Example monthly cost math for common workloads
The easiest way to make token pricing useful is to turn it into a few realistic workload estimates. These are not official quotes. They are simple planning examples using the current March 2026 standard rates.
Example 1: small customer-support bot on Gemini 2.5 Flash
Assume you process 30M input tokens and 10M output tokens per month. At Gemini 2.5 Flash standard pricing, that is:
- input: 30 x $0.30 = $9.00
- output: 10 x $2.50 = $25.00
- estimated monthly total: $34.00
That is why 2.5 Flash is still such a strong default. It is cheap enough for production experimentation without forcing you all the way down to Flash-Lite.
Example 2: high-volume routing or extraction service on Gemini 2.5 Flash-Lite
Assume 200M input tokens and 40M output tokens per month.
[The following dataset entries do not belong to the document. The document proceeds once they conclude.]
PR #127, opened 2022-05-04
Add script to denormalize avatars into other docs

mqp:
It seems that this was never actually fixed up for old contracts. Now all contracts have a correct `creatorAvatarUrl`. (It turns out that all comments already did have one -- I was just suspicious.)

I already ran this on dev/prod but I would be interested in anyone taking a glance at it since I have zero experience writing either Typescript or writing code against Firestore.

EDIT: Also answers already had correct avatar URLs.

### DIFF
--- a/functions/src/scripts/denormalize-avatar-urls.ts
+++ b/functions/src/scripts/denormalize-avatar-urls.ts
@@ -1,0 +1,101 @@
+// Script for lining up users and contracts/comments to make sure the denormalized avatar URLs in the contracts and
+// comments match the user avatar URLs.
+
+import * as admin from 'firebase-admin'
+import { initAdmin } from './script-init'
+import {
+  DocumentCorrespondence,
+  findDiffs,
+  describeDiff,
+  applyDiff,
+} from './denormalize'
+import { DocumentSnapshot, Transaction } from 'firebase-admin/firestore'
+
+initAdmin()
+const firestore = admin.firestore()
+
+async function getUsersById(
+  transaction: Transaction
+): Promise<Map<string, DocumentSnapshot>> {
+  const results = new Map()
+  const users = await transaction.get(firestore.collection('users'))
+  users.forEach((doc) => {
+    results.set(doc.get('id'), doc)
+  })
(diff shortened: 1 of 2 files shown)


functions/src/scripts/denormalize-avatar-urls.ts
```diff
@@ -0,0 +1,133 @@
...
+  applyDiff,
+} from './denormalize'
+import { DocumentSnapshot, Transaction } from 'firebase-admin/firestore'
+
+initAdmin()
+const firestore = admin.firestore()
+
+async function getUsersById(
+  transaction: Transaction
+): Promise<Map<string, DocumentSnapshot>> {
```
jahooma, line 19: You typically don't need to specify return types.

In this case it probably can't infer the return type, but that's because your new Map() is missing type parameters:

`const results = new Map<string, DocumentSnapshot>()`

functions/src/scripts/denormalize-avatar-urls.ts
```diff
@@ -0,0 +1,133 @@
...
+async function getCommentsByUserId(
+  transaction: Transaction
+): Promise<Map<string, DocumentSnapshot[]>> {
+  let n = 0
+  let results = new Map()
+  let comments = await transaction.get(firestore.collectionGroup('comments'))
+  comments.forEach((doc) => {
+    let userId = doc.get('userId')
+    let userComments = results.get(userId) || []
+    userComments.push(doc)
```
jahooma, line 55: Nit: prefer `const` over `let` if the variable is not reassigned

functions/src/scripts/denormalize.ts
```diff
@@ -0,0 +1,48 @@
+// Helper functions for maintaining the relationship between fields in one set of documents and denormalized copies in
```
jahooma, line 1: I like having helpers that abstract out the work to be done, but on the other hand, it's often simpler to follow if there're fewer layers of abstraction.

I'm not sure this is better than having one function for each of contracts, comments, and answers that updates the applicable documents for a single user (and then called for every user).

PR #890, opened 2022-09-16
Adjust market header style

sipec:
behold, alignment:
image


ingawei (approved):
Thanks for getting rid of the redundant mobile stuff!

PR #898, opened 2022-09-20
Don't always require tips to render comments

mqp:
By not rendering a tip widget in the "resolved contract top trades" box, we only need to fetch the tips for rendering the tab area, not at the top level of the contract, so we can render more sooner and re-render less later.


jahooma (approved):
LGTM! Seems like a good idea

PR #899, opened 2022-09-20
Move comment-bet association code into comment creation trigger

mqp:
This is attractive because, as you can see by looking at the diff, it means that we don't have to thread down a ton of context about recent bets and recent comments into the comment posting UI, so it substantially simplifies the comment posting UI code and opens the door to further efficiency improvements.

The only functional difference between this code and the previous code is that the previous code would actually create comment documents with the same Firestore ID as their associated bet document (i.e. a comment associated with `contracts/ABC/bets/DEF` would go to document `contracts/ABC/comments/DEF`). This is cute but as far as I know we never made use of this property, and I am not sure why we would use it in the future instead of just querying by ID.

### DIFF
--- a/firestore.indexes.json
+++ b/firestore.indexes.json
@@ -102,6 +102,20 @@
     },
     {
       "collectionGroup": "comments",
+      "queryScope": "COLLECTION",
+      "fields": [
+        {
+          "fieldPath": "userId",
+          "order": "ASCENDING"
+        },
+        {
+          "fieldPath": "createdTime",
+          "order": "ASCENDING"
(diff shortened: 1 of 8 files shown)


mqp:
@mantikoros because recently he changed the UI to not show the bets here, so he may be interested in this.

mqp:
This is kind of a blocker on doing further contract page improvements, so merging it.

jahooma:
Cool, LGTM!

Sorry, lots of meetings today, will take a look at your other PRs.

PR #900, opened 2022-09-20
Kill counts of comments and trades on contract page

mqp:
It's pretty bad to have to load all comments and bets to get these counts; it means we have to load everything without pagination, and means we can't render the tab control until the counts are in. (As opposed to if we leave the counts out, we can render the comments tab as soon as comments are in, and the bets tab as soon as the bets are in.) I plan on making changes shortly to contract page loading that are incompatible with having these counts.

If we really wanted these numbers, we could make some complicated triggers that track them, but I don't think they are important, so that seems like more work than it's worth.

### DIFF
--- a/web/components/contract/contract-tabs.tsx
+++ b/web/components/contract/contract-tabs.tsx
@@ -47,9 +47,7 @@ export function ContractTabs(props: {
       l.amount > 0
   )
 
-  // Load comments here, so the badge count will be correct
-  const updatedComments = useComments(contract.id)
-  const comments = updatedComments ?? props.comments
+  const comments = useComments(contract.id) ?? props.comments
 
   const betActivity = lps != null && (
     <ContractBetsActivity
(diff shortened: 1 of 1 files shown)


jahooma (approved):
I actually think these bet and comment counts are fairly important. We should cache them on the contract and show them.

We were even thinking of putting them on the market card so users can judge activity, like how Reddit and Twitter show these numbers.

mqp:
> I actually think these bet and comment counts are fairly important. We should cache them on the contract and show them.
> 
> We were even thinking of putting them on the market card so users can judge activity, like how Reddit and Twitter show these numbers.

If we want these numbers, then in order to scale to ~hundreds of bets or comments without things sucking, we are pretty much either going to have to do it in some kind of job like `updateMetrics` and be OK with it being out of date, or we are going to have to implement a kind of fancy Firestore idempotent counter guy. Which might not be that hard, so probably we should do it.

jahooma:
> > I actually think these bet and comment counts are fairly important. We should cache them on the contract and show them.
> > We were even thinking of putting them on the market card so users can judge activity, like how Reddit and Twitter show these numbers.
> 
> If we want these numbers, then in order to scale to ~hundreds of bets or comments without things sucking, we are pretty much either going to have to do it in some kind of job like `updateMetrics` and be OK with it being out of date, or we are going to have to implement a kind of fancy Firestore idempotent counter guy. Which might not be that hard, so probably we should do it.
> 
> (Or we could bite the bullet and migrate away from Firestore, or implement a cache in between Firestore and the app which has a real data structure that we can query for things in.)

Haha, yep there's a lot of ways to do it. I think we should keep it simple for now. Here's how the `followerCount` is updated in `on-follow-user.ts`
```
    await firestore.doc(`users/${followedUserId}`).update({
      followerCountCached: FieldValue.increment(1),
    })
```

It might not be idempotent, but I think it works.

At 2.5 Flash-Lite standard pricing:
- input: 200 x $0.10 = $20.00
- output: 40 x $0.40 = $16.00
- estimated monthly total: $36.00
That is an important reminder that the cheapest output lane can matter more than the cheapest input lane if your app produces a lot of text.
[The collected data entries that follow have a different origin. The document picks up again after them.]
PR #902, opened 2022-09-20
Clean up some stuff in `AnswersPanel`

mqp:
Just fixing things I noticed when I was reading this code.

### DIFF
--- a/web/components/answers/answers-panel.tsx
+++ b/web/components/answers/answers-panel.tsx
@@ -57,7 +57,7 @@ export function AnswersPanel(props: {
 
   const answerItems = sortBy(
     losingAnswers.length > 0 ? losingAnswers : sortedAnswers,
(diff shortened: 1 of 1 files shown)


web/components/answers/answers-panel.tsx
```diff
@@ -56,6 +55,11 @@ export function AnswersPanel(props: {
     ),
   ]
 
+  const answerItems = sortBy(
+    losingAnswers.length > 0 ? losingAnswers : sortedAnswers,
+    (answer) => -getOutcomeProbability(contract, answer.number.toString())
```
jahooma, line 60: I think you can do `answer.id` instead of `answer.number.toString()`

jahooma (approved):
Thanks for the cleanup! Much better than it was.

PR #908, opened 2022-09-20
Make comment position calculation more robust

mqp:
This fixes three issues with this code:

1. If someone had both YES and NO shares, then it now nets them out instead of only 'seeing' the larger of the two. (This probably shouldn't happen, but there's no reason for this code to break if it does.)
2. If someone has some number of YES shares and `0 - epsilon` NO shares due to floating point error, which is totally possible, the code now works correctly. Previously it would end up always looking at the NO shares, which would get floored to -1, and end up not displaying a position in the UI.
3. The binary branch is now consistent with the free response branch in that it correctly records in the DB the exact number of shares and leaves it up to the client to do rounding or hiding as it chooses, which makes more sense.

### DIFF
--- a/common/calculate.ts
+++ b/common/calculate.ts
@@ -257,11 +257,6 @@ export function getTopAnswer(
 }
 
 export function getLargestPosition(contract: Contract, userBets: Bet[]) {
-  let yesFloorShares = 0,
-    yesShares = 0,
-    noShares = 0,
-    noFloorShares = 0
-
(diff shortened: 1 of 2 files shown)


jahooma (approved):
Makes sense! LGTM

mqp:
Stuff changed here, IDK if the problems I said are still at large (probably) but I am not going to merge this right now.

PR #911, opened 2022-09-21
Inga/mobilebetting

ingawei:
Functionality for mobile betting:
KNOWN BUG: embed betting M$ is off
Screen Shot 2022-09-20 at 9 54 42 PM
Screen Shot 2022-09-20 at 9 54 56 PM
Screen Shot 2022-09-20 at 9 55 06 PM
Screen Shot 2022-09-20 at 9 55 14 PM
Screen Shot 2022-09-20 at 9 55 35 PM


jahooma:
This looks really good! I'll review the code changes tomorrow. Thanks, Inga!

web/components/amount-input.tsx
```diff
@@ -34,46 +35,57 @@ export function AmountInput(props: {
...
-          onChange={(e) => onAmountChange(e.target.value)}
-        />
-      </label>
+    <>
+      <Col className={className}>
+        <label>
+          <span
+            className={clsx(
+              'text-greyscale-4 absolute ml-2 mt-[9px]',
+              isMobile ? 'font-sm' : 'font-lg'
```
jahooma, line 48: In general, it's better to use css media queries to adjust based on screen size, e.g.  replace this line with`font-sm sm:font-lg`

It's faster, and it can be correct when server-side rendered even when we don't know the screen size yet, which could prevent a flicker.

web/components/amount-input.tsx
```diff
@@ -34,46 +35,57 @@ export function AmountInput(props: {
...
+            )}
+          >
+            {label}
+          </span>
+          <input
+            className={clsx(
+              'placeholder:text-greyscale-4 border-greyscale-2 rounded-md pl-9',
+              error && 'input-error',
+              isMobile ? 'font-sm w-24' : 'font-lg',
```
jahooma, line 57: Ditto!

web/components/bet-button.tsx
```diff
@@ -64,11 +71,59 @@ export default function BetButton(props: {
...
+    return (
+      <>
+        <SignedInBinaryMobileBetting contract={contract} user={user} />
+      </>
+    )
+  } else {
+    return (
+      <>
+        <BetSignUpPrompt className="w-full" />
+      </>
```
jahooma, line 95: No need to wrap these returns in `<></>`

web/components/bet-button.tsx
```diff
@@ -64,11 +71,59 @@ export default function BetButton(props: {
...
+  const { contract, user } = props
+  const unfilledBets = useUnfilledBets(contract.id) ?? []
+
+  return (
+    <>
+      <Col className="w-full gap-2 px-1">
+        <Col>
+          <BuyPanel
+            hidden={false}
+            contract={contract as CPMMBinaryContract}
```
jahooma, line 113: You might want to type the contract field in props with `CPMMBinaryContract` so that no casting is required (and the props are accurate).

web/components/bet-panel.tsx
```diff
@@ -162,38 +165,53 @@ export function SimpleBetPanel(props: {
...
 
   const initialProb = getProbability(contract)
   const isPseudoNumeric = contract.outcomeType === 'PSEUDO_NUMERIC'
 
-  const [outcome, setOutcome] = useState<'YES' | 'NO' | undefined>(selected)
-  const [betAmount, setBetAmount] = useState<number | undefined>(undefined)
+  const windowSize = useWindowSize()
+  const initialOutcome =
+    windowSize.width && windowSize.width >= 1280 ? 'YES' : undefined
+  console.log('initialOutcome>', initialOutcome)
```
jahooma, line 185: console.log! haha

web/components/bet-panel.tsx
```diff
@@ -214,9 +232,13 @@ function BuyPanel(props: {
       .then((r) => {
         console.log('placed bet. Result:', r)
         setIsSubmitting(false)
-        setWasSubmitted(true)
         setBetAmount(undefined)
         if (onBuySuccess) onBuySuccess()
+        else {
+          toast('Trade submitted!', {
+            icon: <CheckIcon className={'text-primary h-5 w-5'} />,
+          })
```
jahooma, line 240: Nice touch!

web/components/bet-panel.tsx
```diff
@@ -281,92 +304,141 @@ function BuyPanel(props: {
...
+        <>
+          <YesNoSelector
+            className="mb-4"
+            btnClassName="flex-1"
+            selected={outcome}
+            onSelect={(choice) => mobileOnBetChoice(choice)}
+            isPseudoNumeric={isPseudoNumeric}
+          />
+        </>
+      )}
```
jahooma, line 328: Seems like these could be combined? You just need to change the `onSelect` prop based on `mobileView`

web/components/warning-confirmation-button.tsx
```diff
@@ -45,7 +53,7 @@ export function WarningConfirmationButton(props: {
           openModalButtonClass,
           isSubmitting && 'btn-disabled loading'
         ),
-        label: 'Submit',
+        label: amount ? `Wager ${formatMoney(amount)}` : 'Wager',
```
jahooma, line 56: Not a super fan of the word Wager, but we can think about alternatives.

jahooma (approved):
Very nice, Inga! This is a great improvement to the core of our app.

I've just left a few comments looking at only the code. @akrolsmir can feel free to add his thoughts.

jahooma:
Just checked out the branch to see how it looks, and I think it's great! Thanks Inga!

We should definitely ship this as soon as possible because it's a big improvement. We can iterate based on further feedback from Austin and/or the community as that feedback comes in.

Nitpicks that I have:
- The YES and NO buttons seem a little bit too close to the graph, maybe add a slight bit more margin? 
- I'm also not sure how clearly the YES/NO buttons are introduced, like maybe you'd want a label for them? I think users will understand once they click them, but not so sure otherwise.
- The QTY label for shares in the Sell dialog is too close to the number:
Screen Shot 2022-09-26 at 3 59 47 PM

We could also consider restyling the desktop bet panel to match this design, as a followup. Personally, I think we could even just use this exact design with YES and NO buttons on the center panel, and remove the whole third column on desktop, which is intimidating for causal users. I always thought having three columns didn't fit Manifold's vision of being accessible.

Example 3: premium coding or synthesis workload on Gemini 3.1 Pro Preview
Assume 20M input tokens and 4M output tokens per month, with prompts staying under 200K each:
- input: 20 x $2.00 = $40.00
- output: 4 x $12.00 = $48.00
- estimated monthly total: $88.00
That is not absurdly expensive, but it is still meaningfully higher than using Gemini 2.5 Pro for the same token volume:
- 2.5 Pro input: 20 x $1.25 = $25.00
- 2.5 Pro output: 4 x $10.00 = $40.00
- estimated monthly total: $65.00
In other words, the premium for 3.1 Pro is real even before you cross the 200K threshold.
Example 4: async backfill job with batch mode
Take the first example again, but run it through batch mode instead of standard mode on 2.5 Flash:
- input: 30 x $0.15 = $4.50
- output: 10 x $1.25 = $12.50
- estimated monthly total: $17.00
That is why batch pricing is the first optimization lever worth checking before you redesign your whole stack or migrate vendors.
If you are still in the free-testing stage, the better companion read is the repo's Gemini API free quota 2026 guide. If you already know your workload shape and are only comparing the Gemini 3 fast lane, the narrower Gemini 3 Flash API price guide may be enough.
The bottom line is simple. The current Gemini API token-pricing question is not really "what is the price?" It is "which Gemini lane matches my workload, and which billing modifiers will change the real number?" Once you answer that, the rest of the Gemini pricing surface becomes much easier to navigate.